TASK INSTRUCTIONS: Out of the records below, copy all lines in which the word "change" occurs.

Excerpts from a dataset
-- Opening Marker --
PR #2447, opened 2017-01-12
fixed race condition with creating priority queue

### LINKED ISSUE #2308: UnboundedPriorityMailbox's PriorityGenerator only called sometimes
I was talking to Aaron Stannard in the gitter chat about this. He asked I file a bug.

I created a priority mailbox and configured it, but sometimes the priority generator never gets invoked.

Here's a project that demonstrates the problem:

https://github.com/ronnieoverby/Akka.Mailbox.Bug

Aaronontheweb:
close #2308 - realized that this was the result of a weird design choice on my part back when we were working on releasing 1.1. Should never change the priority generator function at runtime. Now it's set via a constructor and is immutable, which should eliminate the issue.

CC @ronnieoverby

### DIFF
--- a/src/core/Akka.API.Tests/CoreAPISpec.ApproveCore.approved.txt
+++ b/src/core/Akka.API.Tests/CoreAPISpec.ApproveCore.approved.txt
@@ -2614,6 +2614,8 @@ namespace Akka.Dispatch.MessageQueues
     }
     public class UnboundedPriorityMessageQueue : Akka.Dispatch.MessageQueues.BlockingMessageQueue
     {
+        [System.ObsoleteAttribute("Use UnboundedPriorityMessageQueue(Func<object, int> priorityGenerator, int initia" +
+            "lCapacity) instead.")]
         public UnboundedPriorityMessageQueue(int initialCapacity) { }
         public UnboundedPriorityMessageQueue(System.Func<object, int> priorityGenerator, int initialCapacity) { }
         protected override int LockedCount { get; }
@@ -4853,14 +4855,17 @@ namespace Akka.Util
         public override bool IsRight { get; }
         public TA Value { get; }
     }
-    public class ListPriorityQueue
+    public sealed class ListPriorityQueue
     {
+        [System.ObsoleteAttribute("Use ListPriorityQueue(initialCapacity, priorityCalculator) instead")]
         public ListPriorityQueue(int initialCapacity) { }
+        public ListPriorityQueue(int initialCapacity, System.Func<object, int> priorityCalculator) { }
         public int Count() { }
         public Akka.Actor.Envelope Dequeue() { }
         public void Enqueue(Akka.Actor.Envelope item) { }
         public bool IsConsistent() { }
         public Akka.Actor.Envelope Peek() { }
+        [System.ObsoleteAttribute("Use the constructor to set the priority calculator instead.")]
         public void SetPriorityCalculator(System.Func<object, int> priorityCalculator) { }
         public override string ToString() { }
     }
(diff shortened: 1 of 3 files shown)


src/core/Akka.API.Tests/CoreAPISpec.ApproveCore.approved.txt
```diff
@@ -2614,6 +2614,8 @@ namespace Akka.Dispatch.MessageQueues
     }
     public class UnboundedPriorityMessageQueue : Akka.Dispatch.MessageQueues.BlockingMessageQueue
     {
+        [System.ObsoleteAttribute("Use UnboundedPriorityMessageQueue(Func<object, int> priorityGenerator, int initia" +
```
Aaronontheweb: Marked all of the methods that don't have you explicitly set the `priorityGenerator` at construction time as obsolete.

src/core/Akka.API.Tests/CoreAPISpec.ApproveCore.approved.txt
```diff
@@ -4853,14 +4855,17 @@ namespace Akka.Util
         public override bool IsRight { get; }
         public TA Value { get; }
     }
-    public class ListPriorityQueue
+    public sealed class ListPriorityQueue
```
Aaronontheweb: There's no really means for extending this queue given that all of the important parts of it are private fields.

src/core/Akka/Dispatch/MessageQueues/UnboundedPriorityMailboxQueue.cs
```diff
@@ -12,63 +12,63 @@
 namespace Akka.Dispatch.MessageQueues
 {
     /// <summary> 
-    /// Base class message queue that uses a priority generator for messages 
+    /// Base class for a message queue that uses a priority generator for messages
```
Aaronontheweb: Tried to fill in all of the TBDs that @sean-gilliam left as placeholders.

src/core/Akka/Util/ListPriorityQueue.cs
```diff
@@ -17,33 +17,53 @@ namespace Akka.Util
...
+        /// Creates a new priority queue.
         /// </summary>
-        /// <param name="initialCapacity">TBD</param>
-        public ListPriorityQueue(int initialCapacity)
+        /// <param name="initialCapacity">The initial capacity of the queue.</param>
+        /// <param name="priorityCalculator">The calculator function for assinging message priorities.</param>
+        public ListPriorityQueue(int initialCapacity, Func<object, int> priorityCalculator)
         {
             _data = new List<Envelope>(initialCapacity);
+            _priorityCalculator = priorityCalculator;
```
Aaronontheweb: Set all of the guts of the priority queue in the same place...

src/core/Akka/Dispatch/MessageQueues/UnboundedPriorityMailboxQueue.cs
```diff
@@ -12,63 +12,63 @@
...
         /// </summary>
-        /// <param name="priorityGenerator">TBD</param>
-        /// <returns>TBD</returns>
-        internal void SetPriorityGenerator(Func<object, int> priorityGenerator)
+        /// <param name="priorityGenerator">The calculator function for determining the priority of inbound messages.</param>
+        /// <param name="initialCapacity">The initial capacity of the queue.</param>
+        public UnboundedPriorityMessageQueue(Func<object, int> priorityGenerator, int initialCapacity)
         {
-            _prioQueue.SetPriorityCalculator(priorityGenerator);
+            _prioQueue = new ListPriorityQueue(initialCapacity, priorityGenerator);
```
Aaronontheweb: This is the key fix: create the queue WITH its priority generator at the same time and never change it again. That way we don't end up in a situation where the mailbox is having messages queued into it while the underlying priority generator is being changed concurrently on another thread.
-- Closing Marker --
RESPONSE:
close #2308 - realized that this was the result of a weird design choice on my part back when we were working on releasing 1.1. Should never change the priority generator function at runtime. Now it's set via a constructor and is immutable, which should eliminate the issue.
Aaronontheweb: This is the key fix: create the queue WITH its priority generator at the same time and never change it again. That way we don't end up in a situation where the mailbox is having messages queued into it while the underlying priority generator is being changed concurrently on another thread.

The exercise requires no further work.